Armed with this information, I met him for a beer. She was right. He was very dry. Very. I was working very hard to get him to talk and to open up. He didn't ask me many follow-up questions when I would talk about myself and seemed uninterested in what I had to say. (He didn't even seem that impressed that I was in a band, and let's be honest, if I don't wow a guy with that, the "life history" bag of tricks" is pretty damn empty.)
So I kept asking him questions. I filled the silent spaces. I made him feel comfortable, or tried to. And at the end of the night, he asked if I wanted to hang out again. I said sure.
As I thought about it after, I felt frustrated that I was working so hard. I mean, come on! It's a first date! Ask the girl some questions! Is this a sign of what's to come if we date? Am I going to have to do all the work? And I kept coming back to my friend's warning. That's what made me agree to see him again, because to be honest, it was a fine evening, but it wasn't fun. But he was opening up toward the end, and he was a nice guy. So why not?
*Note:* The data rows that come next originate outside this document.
PR #742, opened 2020-05-27
feat(upgrade): handle multiple licensed packages

### LINKED ISSUE #741: Add support for dock manager in upgrade-packages command in cli and schematics

ViktorSlavov:
Closes #741.  

Handle upgrading imports and dependencies to multiple packages w/ trial and licensed definitions.

### DIFF
--- a/packages/igx-templates/Update.ts
+++ b/packages/igx-templates/Update.ts
@@ -1,10 +1,36 @@
 import { App, FS_TOKEN, IFileSystem, PackageManager, ProjectConfig, Util } from "@igniteui/cli-core";
 import * as path from "path";
-import { FEED_PACKAGE, NPM_PACKAGE, resolvePackage } from "./package-resolve";
+import { FEED_DOCK_MANAGER, FEED_PACKAGE, NPM_DOCK_MANAGER, NPM_PACKAGE, resolvePackage } from "./package-resolve";
 
 const styleExtension = ["css", "scss", "sass"];
-const styleExpression = String.raw`(node_modules\/|~)${NPM_PACKAGE}(\/)`;
-const logicExpression = String.raw`(from ["'])${NPM_PACKAGE}(["'])`;
+enum RegularExpressionType {
+	STYLE,
+	LOGIC
+}
+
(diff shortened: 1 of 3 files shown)


packages/igx-templates/Update.ts
```diff
@@ -1,10 +1,36 @@
...
+function createExpression(expressionType: RegularExpressionType, packageName: string): string {
+	if (expressionType === RegularExpressionType.LOGIC) {
+		return String.raw`(from ["'])${packageName}(?<submodules>\/.*?)?(["'])`;
+	} else if (expressionType === RegularExpressionType.STYLE) {
+		return String.raw`(node_modules\/|~)${packageName}(\/)`;
+	}
+}
 
 export async function updateWorkspace(rootPath: string): Promise<boolean> {
 	if (resolvePackage() === FEED_PACKAGE) {
```
damyanpetev, line 36: This + the folder check for `@infragistics` are shaky at best, but will have to do for initial testing, especially now with the dock manager added. Will need a bit of re-work to handle both packages (separate resolves) and perhaps respect the root path.

packages/igx-templates/Update.ts
```diff
@@ -1,10 +1,36 @@
...
+		trial: NPM_DOCK_MANAGER,
+		licensed: FEED_DOCK_MANAGER,
+		styleExp: createExpression(RegularExpressionType.STYLE, NPM_DOCK_MANAGER),
+		logicExp: createExpression(RegularExpressionType.LOGIC, NPM_DOCK_MANAGER)
+	}
+};
+
+function createExpression(expressionType: RegularExpressionType, packageName: string): string {
+	if (expressionType === RegularExpressionType.LOGIC) {
+		return String.raw`(from ["'])${packageName}(?<submodules>\/.*?)?(["'])`;
```
damyanpetev, line 29: This is potentially a bit too complicated for the needs - the ending can be limited by a simple look-ahead for a quote or slash - e.g. `(from ["'])igniteui-angular(?=['"\/])` so you won't have an optional capture group

PR #772, opened 2020-06-18
fix: category reorder

Lipata:


Lipata:
image

Let's leave it that way for the moment. It can be changed wherever we decide to do it.

PR #776, opened 2020-07-01
fix: set Angular as default framework choice

Lipata:


IvayloG:
quickstart - generates **ig-ts** type of quickstart. Is this expected because of the existing code base or should it default to **igx-ts** project type as well?

PR #777, opened 2020-07-01
feat(tsutil): add optional parent route to TsFileUpdateUtil.addRoute method

ViktorSlavov:
Add the option for `TsFileUpdateUtil.AddRoute` to add route entries as children of an existing route path.
If `parentRoutePath` parameter (new, optional) is passed, the generated route entry will be added in the `children` array of the route matching the provided path.

### DIFF
--- a/packages/core/typescript/TypeScriptFileUpdate.ts
+++ b/packages/core/typescript/TypeScriptFileUpdate.ts
@@ -5,7 +5,7 @@ import { FS_TOKEN, IFileSystem } from "../types/FileSystem";
 import { Util } from "../util/Util";
 import { TypeScriptUtils as TsUtils } from "./TypeScriptUtils";
 
-const ROUTES_VARIABLE = "routes";
+const DEFAULT_ROUTES_VARIABLE = "routes";
 declare type NodeVisitor = (node: ts.Node) => ts.Node;
 /**
  * Apply various updates to typescript files using AST
@@ -69,11 +69,16 @@ export class TypeScriptFileUpdate {
 	 * @param parentRoutePath __Optional__ If passed, will include the new route as a **child** of the specified route path
 	 */
 	public addRoute(
-		filePath: string, linkPath: string, linkText: string, routesVariable = ROUTES_VARIABLE, parentRoutePath?: string) {
+		filePath: string,
+		linkPath: string,
+		linkText: string,
+		routesVariable = DEFAULT_ROUTES_VARIABLE,
+		parentRoutePath?: string
+	) {
 		let className: string;
 		const fileSource = TsUtils.getFileSource(filePath);
 		const relativePath: string = Util.relativePath(this.targetPath, filePath, true, true);
-		routesVariable = routesVariable || ROUTES_VARIABLE;
+		routesVariable = routesVariable || DEFAULT_ROUTES_VARIABLE;
 		className = TsUtils.getClassName(fileSource.getChildren());
 		this.requestImport([className], relativePath);
 
@@ -131,6 +136,9 @@ export class TypeScriptFileUpdate {
 							let childrenProperty: ts.PropertyAssignment = syntaxList
 								.getChildren().filter(filterForChildren)[0] as ts.PropertyAssignment;
 							let childrenArray: ts.ArrayLiteralExpression = null;
+
+							// if the target parent route already has child routes - get them
+							// if not - create an empty 'chuldren' array
 							if (childrenProperty) {
 								childrenArray = childrenProperty.getChildren()
 									.filter(element => element.kind === ts.SyntaxKind.ArrayLiteralExpression)[0] as ts.ArrayLiteralExpression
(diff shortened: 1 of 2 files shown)


packages/core/typescript/TypeScriptFileUpdate.ts
```diff
@@ -5,6 +5,8 @@ import { FS_TOKEN, IFileSystem } from "../types/FileSystem";
 import { Util } from "../util/Util";
 import { TypeScriptUtils as TsUtils } from "./TypeScriptUtils";
 
+const ROUTES_VARIABLE = "routes";
```
ViktorSlavov, line 8: Should this be exported?

packages/core/typescript/TypeScriptFileUpdate.ts
```diff
@@ -65,64 +66,120 @@ export class TypeScriptFileUpdate {
...
+		linkPath: string,
+		linkText: string,
+		routesVariable = DEFAULT_ROUTES_VARIABLE,
+		parentRoutePath?: string
+	) {
 		let className: string;
 		const fileSource = TsUtils.getFileSource(filePath);
 		const relativePath: string = Util.relativePath(this.targetPath, filePath, true, true);
-
+		routesVariable = routesVariable || DEFAULT_ROUTES_VARIABLE;
```
damyanpetev, line 81: There's literally no need to do this, that's the who point of default-initialized parameters - they assign the default value if none is passed. To skip over them you provide `undefined` to get the default. The proper call in the tests should be
`tsUpdate.addRoute("path/to/component", "child-1", "child one", undefined, "parent");` instead of `tsUpdate.addRoute("path/to/component", "child-1", "child one", "", "parent");`

That leads me to the two optional params at the end - frankly if you find the jumping over `routes` too annoying (it was really meant to be an the last one) - you can swap them and default the parent route to null as I think the route variable override is used even less, if at all.
Alternatively, can be split into two public facing methods that map back to this one (which would be hidden)

packages/core/typescript/TypeScriptFileUpdate.ts
```diff
@@ -65,64 +66,120 @@ export class TypeScriptFileUpdate {
...
-
-						return ts.updateArrayLiteral(array, elements);
-					} else {
-						return ts.visitEachChild(node, visitRoutesVariable, context);
-					}
+					};
+				} else {
+					conditionalVisitor = (node: ts.Node): ts.Node => {
+						if (node.kind === ts.SyntaxKind.ObjectLiteralExpression) {
+							if (!node.getText().includes(parentRoutePath)) {
```
damyanpetev, line 121: That is really not a very robust way to check if that's the parent route you are looking for - the text of the whole object can contain false matches. You should be able to access `properties` on the node and look for the one with name 'path' I guess and get it's value (hint: will require interface cast to get to property assignment I think)

packages/core/typescript/TypeScriptFileUpdate.ts
damyanpetev: For more on the params see https://www.typescriptlang.org/docs/handbook/functions.html#optional-and-default-parameters
Also if curious, check out this [playground](https://www.typescriptlang.org/play/index.html#code/GYVwdgxgLglg9mABAQwCaoPIBtUGUIAWccWAFAB4BciYIAtgEYCmATgDSICeiAvIgIwcAXr0QAmAJSIA3gFgAUIiWIICAM4kmAOixwA5qQAGVRABJp5AL6GJAbgXKV6zTv1HO1c52t2Hy1WAaWNq6BoZCntJCPvaKyixMUCAsSOSIANRcGYhCsZYKCgFBIW5omDj4RCSkAMwc4KhMwDBgTKiIbDUSvvJAA) and change the target to ES5 to see what the functionality polyfil does:
```js
// function addOldSchool(x, y = 1, z = 2) {
function addOldSchool(x, y, z) {
    if (y === void 0) { y = 1; }
    if (z === void 0) { z = 2; }
```

packages/core/typescript/TypeScriptFileUpdate.ts
```diff
@@ -65,64 +66,120 @@ export class TypeScriptFileUpdate {
...
-						const errorRouteNode = nodes.filter(element => element.getText().includes(notFoundWildCard))[0];
-						let resultNodes = null;
-
-						if (errorRouteNode) {
-							resultNodes = nodes
-								.slice(0, nodes.indexOf(errorRouteNode))
-								.concat(newObject)
-								.concat(errorRouteNode);
+				let conditionalVisitor: NodeVisitor;
+				if (parentRoutePath === undefined) {
```
damyanpetev, line 89: This might be a nit-pick, but there's something about those big chunks inside the if-else. This can just as easily be two visitor variables and an inline condition to pick one before creating the main visitor.

packages/core/typescript/TypeScriptFileUpdate.ts
```diff
@@ -5,6 +5,8 @@ import { FS_TOKEN, IFileSystem } from "../types/FileSystem";
 import { Util } from "../util/Util";
 import { TypeScriptUtils as TsUtils } from "./TypeScriptUtils";
 
+const DEFAULT_ROUTES_VARIABLE = "routes";
+declare type NodeVisitor = (node: ts.Node) => ts.Node;
```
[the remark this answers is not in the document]
ViktorSlavov: 🤦

PR #811, opened 2020-11-14
fix(*): ssr breaks because of localStorage ref

kdinev:

The global reference to `localStorage` in the fake backend is causing SSR to break.


Lipata:
https://github.com/IgniteUI/igniteui-cli/pull/812

Issue #847, opened 2021-06-03
Enable strict templates for angular templates


Lipata:

Lipata:
Most of the angular templates are without errors when strict templates are enabled. The application scenarios are still having errors, but first, we should do that in the Ignite UI for the Angular samples browser and then put the changes in the CLI templates as well.

PR #848, opened 2021-06-08
fix(angular-templates): ensure correct templates for strict compiler modes

ViktorSlavov:
Related #847.

Fixed template error that might show up when `angularCompilerOptions.strictTemplates` is enabled.
Fixed **some** .ts files that might cause errors when `compilerOptions.strict` is enabled.

Pending:
Fix scenario templates for fintech(tree) / awesome-grid, as they will first be striclty typed in the samples.


IvayloG (approved):

packages/igx-templates/igx-ts/autocomplete/autocomplete-extended/files/src/app/__path__/__filePrefix__.component.ts
```diff
@@ -1,28 +1,35 @@
...
 
-    public getPostalCode(event) {
-        const targetRegion = this.extendedTowns.regions.filter((r) => r.name === event.newSelection.group.label)[0];
-        this.postalCode = targetRegion.towns.filter(t => t.name === event.newSelection.value)[0].postalCode;
+    public getPostalCode(e: ISelectionEventArgs) {
+
+        // Flatten the structure of the regions array
+        const arr = this.regions;
+        const allTowns = arr.map(region =>
+          region.towns.map(town => ({name: town.name, postalCode: town.postalCode}))).flat();
```
damyanpetev, line 28: Is `{name: town.name, postalCode: town.postalCode}` not the same as just the town object? And if so this is really `town => town` so no transform at all, and the same can be accomplished with 
```ts
townsExtended.map(region => region.towns).flat()
```
Also no point in the `arr` variable or the comment above it if the above suggestion is applies since it's fairly obvious what it does :)

IvayloG (approved):

Lipata (approved):

PR #865, opened 2021-07-30
fix(igx-ts): remove deprecated properties from scenario templates

ViktorSlavov:
Some icons were using the deprecated 'color' property
Rename referance from `cell.row.rowData` => `cell.row.data`


Lipata (approved):

dafo (changes requested):
The "color" property is still used in fintech-grid and fintech-tree-grid templates

dafo (approved):

PR #931, opened 2021-11-09
Removing unused assests in the list component

valadzhov:
The unused asset was causing an error when adding more than one list component:
image


valadzhov:
The unused asset was causing an error when adding more than one list component:
image

PR #1492, opened 2026-05-03
fix(tracer): use wrapping_add in alignment assertions

wstran:
## Summary

`VirtualAssertWordAlignment::exec` and `VirtualAssertHalfwordAlignment::exec`
compute the effective address via `cpu.x[rs1] + imm`. Both operands are
`i64`, so the bare `+` panics in debug builds when the signed sum falls
outside `[i64::MIN, i64::MAX]`. The other 30+ memory-touching tracer
instructions (LB/LBU/LH/LHU/LW/LWU/LD, SB/SH/SW/SD, VirtualLW/VirtualSW,
AMO*) all use `wrapping_add`; these two are the only outliers.

## Reproducer

```rust
let mut cpu = Cpu::new(Box::new(DummyTerminal::default()));
cpu.x[1] = i64::MAX;
let instr = VirtualAssertWordAlignment {
    address: 0,
    operands: FormatAssert { rs1: 1, imm: 1 },
    virtual_sequence_remaining: None,
    is_first_in_sequence: false,
    is_compressed: false,
};
let mut ram_access = ();
instr.execute(&mut cpu, &mut ram_access);
// thread '...' panicked at virtual_assert_word_alignment.rs:21:23:
// attempt to add with overflow
```

## Why this is correct

- **RV64 spec**: effective addresses are `rs1 + sign_ext(imm)` mod 2^64
  (per the audit Finding 1 framing in #1442).
- **Codebase convention**: every other memory-touching tracer instruction
  uses `wrapping_add` for the same operation. Verified via
  `grep -rn 'as usize\] +' tracer/src/instruction/` — only these two
  files match before this fix.
- **No release-mode change**: signed `+` already wraps in release, and
  the alignment check operates on the same low bits in both forms. The
  fix only stops the spurious debug-build panic on overflow.

## Test plan

- [x] `cargo fmt -q`
- [x] `cargo clippy -p jolt-core --features host --message-format=short -q --all-targets -- -D warnings`
- [x] `cargo clippy -p jolt-core --features host,zk --message-format=short -q --all-targets -- -D warnings`
- [x] `cargo nextest run -p tracer` — 114/114 pass (includes 2 new regression tests, both red on the un-fixed code)
- [x] `cargo nextest run -p jolt-core muldiv --cargo-quiet --features host` — pass
- [x] `cargo nextest run -p jolt-core muldiv --cargo-quiet --features host,zk` — pass

### DIFF
--- a/tracer/src/instruction/virtual_assert_halfword_alignment.rs
+++ b/tracer/src/instruction/virtual_assert_halfword_alignment.rs
@@ -18,7 +18,7 @@ impl VirtualAssertHalfwordAlignment {
         cpu: &mut Cpu,
         _: &mut <VirtualAssertHalfwordAlignment as RISCVInstruction>::RAMAccess,
     ) {
-        let address = cpu.x[self.operands.rs1 as usize] + self.operands.imm;
+        let address = cpu.x[self.operands.rs1 as usize].wrapping_add(self.operands.imm);
         assert!(
             address & 1 == 0,
             "RAM access (LH or LHU) is not halfword aligned: {address:x}"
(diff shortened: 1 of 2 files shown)


moodlezoup (approved):
thanks!

PR #1493, opened 2026-05-03
feat(jolt-sumcheck): add fuzz crate for verifier panic coverage

wstran:
## Summary

Adds a `fuzz/` sub-workspace to `jolt-sumcheck` with two libFuzzer targets,
matching the pattern already established for `jolt-crypto`, `jolt-field`,
`jolt-poly`, and `jolt-transcript`. `jolt-sumcheck` was the only protocol-
critical modular crate without fuzz coverage.

## Targets

- **`sumcheck_verifier`** — drives `SumcheckVerifier::verify` with attacker-
  controlled `SumcheckClaim` (`num_vars` 0..=8, `degree` 1..=6, arbitrary
  `claimed_sum`) and a fuzzer-chosen sequence of `UnivariatePoly<Fr>` round
  polynomials whose lengths are independently controlled per round
  (0..=degree+1). The verifier must return `Ok(_)` or a typed
  `SumcheckError` and never panic.

- **`batched_sumcheck_verifier`** — same panic-guard for
  `BatchedSumcheckVerifier::verify`, exercising the front-loaded batching
  path: variable `num_claims` (including 0, which must surface as
  `EmptyClaims`), per-claim `num_vars` mismatches, and `mul_pow_2`
  scaling.

## CI

Adds `jolt-sumcheck` to the matrix in `.github/workflows/fuzz-crates.yml`,
so it runs on every PR alongside the four existing fuzz crates.

## Why

`jolt-sumcheck` is **verifier-only** and protocol-critical: a panic on a
malformed proof would let a malicious prover crash the verifier rather
than receive a clean rejection. This is the same threat model that
- #1408 hardened in `jolt-core` (`catch_unwind` around the verifier),
- `verify_tampered` in `jolt-dory` (#1487) covers for Dory, and
- `tampered_proof` in `jolt-hyperkzg` (#1488) covers for HyperKZG.

The existing unit tests in `crates/jolt-sumcheck/src/tests.rs` cover
honest-prover soundness; this crate covers the dual property —
adversarial-input robustness — with coverage-guided exploration.

## Notes

The fuzz sub-workspace re-applies the root workspace's `[patch.crates-io]`
for the arkworks fork, mirroring the existing `jolt-transcript/fuzz` and
`jolt-crypto/fuzz` setup. Without the patch, `light-poseidon` (transitive
through `jolt-transcript`) pulls unpatched `ark-ff` and the build fails.

## Local validation

- `cargo +nightly fuzz build` (apple-darwin) — clean
- `cargo +nightly fuzz run sumcheck_verifier -- -max_total_time=15` — 2.66M runs, no crashes
- `cargo +nightly fuzz run batched_sumcheck_verifier -- -max_total_time=15` — 3.06M runs, no crashes
- `cargo nextest run -p jolt-sumcheck` — 40/40 pass
- `cargo fmt -q` clean

CI's `Fuzz crates` workflow caps each target at `FUZZ_DURATION = 60s`, matching the existing crates.

### DIFF
--- a/.github/workflows/fuzz-crates.yml
+++ b/.github/workflows/fuzz-crates.yml
@@ -28,6 +28,7 @@ jobs:
           - jolt-crypto
           - jolt-field
           - jolt-poly
+          - jolt-sumcheck
           - jolt-transcript
     name: Fuzz ${{ matrix.crate }}
     concurrency:
--- a/crates/jolt-sumcheck/fuzz/Cargo.toml
+++ b/crates/jolt-sumcheck/fuzz/Cargo.toml
@@ -35,3 +35,8 @@ doc = false
 name = "batched_sumcheck_verifier"
 path = "fuzz_targets/batched_sumcheck_verifier.rs"
 doc = false
+
+[[bin]]
+name = "valid_prefix_proof"
+path = "fuzz_targets/valid_prefix_proof.rs"
+doc = false
--- a/crates/jolt-sumcheck/fuzz/Cargo.toml
+++ b/crates/jolt-sumcheck/fuzz/Cargo.toml
@@ -1,0 +1,37 @@
+[workspace]
+
+# The fuzz sub-workspace does not inherit the root workspace's `[patch.crates-io]`.
+# `light-poseidon` (via jolt-transcript) pulls unpatched `ark-ff` from crates.io;
+# jolt-sumcheck's types are built against the patched fork. Apply the same patches
+# here so both sides see the same `ark-ff`.
+[patch.crates-io]
+ark-bn254 = { git = "https://github.com/a16z/arkworks-algebra", branch = "dev/twist-shout" }
+ark-ec = { git = "https://github.com/a16z/arkworks-algebra", branch = "dev/twist-shout" }
+ark-ff = { git = "https://github.com/a16z/arkworks-algebra", branch = "dev/twist-shout" }
+ark-serialize = { git = "https://github.com/a16z/arkworks-algebra", branch = "dev/twist-shout" }
+
+[package]
+name = "jolt-sumcheck-fuzz"
+version = "0.0.0"
+publish = false
+edition = "2021"
+
+[package.metadata]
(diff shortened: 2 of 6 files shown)


0xAndoroid (commented):
Can we also add fuzzing of proofs that have several first (potentially all) rounds be valid polys, just to test fiat-shamir as well. Otherwise looks great

wstran:
@0xAndoroid thanks for the review! Pushed `be5e90b0` adding a third fuzz target `valid_prefix_proof` that covers exactly the case you described.

The new target lets the fuzzer pick `valid_rounds ∈ [0, num_vars]` and constructs the first `valid_rounds` round polynomials so the sum-check invariant `s(0) + s(1) = running_sum` holds — `c_1` is derived from the running sum and the fuzzer's high-order coefficients, mirroring the standard compressed-unipoly format. It then mirrors the verifier's `append_to_transcript / challenge / evaluate` pipeline prover-side so the running sum the verifier will check against is known.

When `valid_rounds == num_vars` the proof is fully valid by construction; the target asserts the verifier accepts and the returned `EvaluationClaim::value` matches the prover-side running sum (and `point.len() == num_vars`). When `valid_rounds < num_vars` it's a panic-guard only — the tail uses raw random bytes.

This way every iteration where `valid_rounds > 0` exercises Fiat-Shamir past round 0, including all challenge derivations and the final claim, which the original two targets only reach for round 0 before the round-0 sum check rejects.

Local runs:
- `cargo +nightly fuzz run valid_prefix_proof -- -max_total_time=15` → 742k runs, no crash
- `cargo +nightly fuzz run sumcheck_verifier -- -max_total_time=8` → 1.46M runs, no crash (regression-checked)
- `cargo +nightly fuzz run batched_sumcheck_verifier -- -max_total_time=8` → 1.22M runs, no crash (regression-checked)
- `cargo nextest run -p jolt-sumcheck` — 42/42 pass

0xAndoroid (approved):
lgtm, thanks

PR #1501, opened 2026-05-05
Optimize Stage 6 bytecode read-RAF

markosg04:
Summary:
- Route Stage 6 bytecode read-RAF through sparse bytecode RA indices plus chunk lengths instead of dense witness chunks.
- Stop materializing dense bytecode read-RAF chunks in normal jolt-witness output while keeping dense fallback coverage.
- Document current SHA2-chain perf state, remaining Stage 6 gaps, and next attack plan in crates/jolt-equivalence/GOAL.md.

Measured perf:
- 2^16 after sparse bytecode path: prove ratio 1.174x, inside the 20% target.
- 2^20 after sparse bytecode path: prove ratio about 1.97x, down from about 2.29-2.30x.
- Final allocation-only cleanup was not remeasured; the attempted rerun was stopped for laptop handoff.

Validation:
- cargo nextest run -p jolt-witness --cargo-quiet
- cargo nextest run -p jolt-kernels stage6 --cargo-quiet
- cargo clippy -p jolt-witness -p jolt-kernels --lib -- -D warnings
- cargo fmt --check
- git diff --check
- env MLIR_SYS_220_PREFIX=/opt/homebrew/opt/llvm PATH=/opt/homebrew/opt/llvm/bin:/Users/mgeorghiades/.cargo/bin:/opt/homebrew/bin:/usr/bin:/bin:/usr/sbin:/sbin SDKROOT=/Library/Developer/CommandLineTools/SDKs/MacOSX.sdk BINDGEN_EXTRA_CLANG_ARGS=-isysroot/Library/Developer/CommandLineTools/SDKs/MacOSX.sdk CARGO_NET_OFFLINE=true cargo nextest run -p jolt-equivalence --cargo-quiet --offline --test-threads 1

Note: normal git commit hooks were bypassed because lefthook's check-clippy target references missing package jolt-compiler in this checkout.


markosg04:
cherry-picked into `refactor/crates`

PR #1504, opened 2026-05-06
fix(jolt-dory): blind tier-2 commitment in ZK mode

ainta:
## Problem

`DoryScheme::commit()` produced a transparent, deterministic GT element even when the `zk` Cargo feature was enabled. `open_zk()` then passed a **zero** `commit_blind` to `dory::prove`, so the tier-2 Dory commitment was never blinded — the same class of bug that PR #1497 fixed in `jolt-core`'s old Dory adapter.

Concretely:
- `commit()` called `multi_pair_g2_setup(...)` and returned the raw GT element with no mask applied.
- `open_zk()` hard-coded `<ArkFr as DoryField>::zero()` as the `commit_blind` argument to `dory::prove`.
- `combine_hints()` ignored the blind entirely when combining per-polynomial hints for batched openings.

## Fix

Mirrors the approach from #1497, adapted for the new `crates/jolt-dory` abstraction layer:

- **`Cargo.toml`**: Add `[features] zk = []` to `jolt-dory`.
- **`maybe_blind()`** (cfg-gated helper): in ZK mode calls `ZK::sample::<ArkFr>()` and `ZK::mask(tier_2, setup.ht, blind)`; in non-ZK mode is a no-op that returns `Fr::default()`.
- **`DoryHint`**: changed from a tuple-struct wrapping `Vec<Bn254G1>` to a named struct `{ row_commitments, commit_blind: Fr }`. `commit()` stores the sampled blind there.
- **`open()` / `open_zk()`**: extract `commit_blind` from the hint and forward it to `dory::prove`. `open()` selects `dory::mode::ZK` in ZK feature (required for internal consistency with a non-zero tier-2 blind; `Transparent` + non-zero blind produces an unverifiable proof).
- **`combine_hints()`**: accumulates blinds as `Σ scalar_i * blind_i` — correct for the homomorphic GT commitment.
- **Streaming**: `DoryPartialCommitment` gains `commit_blind`; the new `finish_with_hint()` public method returns `(DoryCommitment, DoryHint)` so streaming callers can retrieve the blind. `StreamingCommitment::finish()` delegates to it and discards the hint.

## Tests

- `zk_commit_is_non_deterministic`: asserts two calls to `commit()` return different GT elements in ZK mode.
- `zk_streaming_open_zk_round_trip`: full prove/verify cycle using the streaming path + `open_zk`/`verify_zk`.
- Tests that assume transparent/deterministic commitments are gated `#[cfg(not(feature = "zk"))]` and still run in non-ZK mode.
- Clippy passes clean in both modes:
  ```
  cargo clippy -p jolt-dory -q --all-targets -- -D warnings
  cargo clippy -p jolt-dory -q --all-targets --features zk -- -D warnings
  ```

## Test plan

- [ ] `cargo nextest run -p jolt-dory --cargo-quiet` (non-ZK)
- [ ] `cargo nextest run -p jolt-dory --cargo-quiet --features zk` (ZK)
- [ ] `cargo clippy -p jolt-dory -q --all-targets -- -D warnings`
- [ ] `cargo clippy -p jolt-dory -q --all-targets --features zk -- -D warnings`

### DIFF
--- a/crates/jolt-dory/Cargo.toml
+++ b/crates/jolt-dory/Cargo.toml
@@ -5,6 +5,9 @@ edition = "2021"
 license = "MIT"
 description = "Dory commitment scheme implementation for the Jolt zkVM"
 
+[features]
+zk = []
+
 [lints]
 workspace = true
 
--- a/crates/jolt-dory/src/scheme.rs
+++ b/crates/jolt-dory/src/scheme.rs
@@ -8,6 +8,7 @@
 )]
 
 use dory::backends::arkworks::{ArkworksProverSetup, G1Routines, G2Routines};
+#[cfg(not(feature = "zk"))]
 use dory::mode::Transparent;
 use dory::primitives::arithmetic::{
     DoryRoutines, Field as DoryField, Group as DoryGroup, PairingCurve,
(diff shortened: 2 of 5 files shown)


ainta:
Closing this version. The fix needs a cleaner API split: keep CommitmentScheme as the public-evaluation path, and add an explicit ZK commitment/opening path for blinded commitments.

And then I realized that as much as he wasn't being the real him, I wasn't being the real me. I was appalled at my somewhat forced laughter that night. I'm normally fine with pauses in conversation. I emphasized parts of my life that normally, I would not emphasize. I wasn't my best self. I was an annoying first date self. That helped put it all in perspective for me. I wasn't just giving him a second chance; he was giving me a second chance.
So I hope I make some progress on this step in "date" #2 (it feels like too much pressure to call the "getting to know you" evenings dates). We'll see.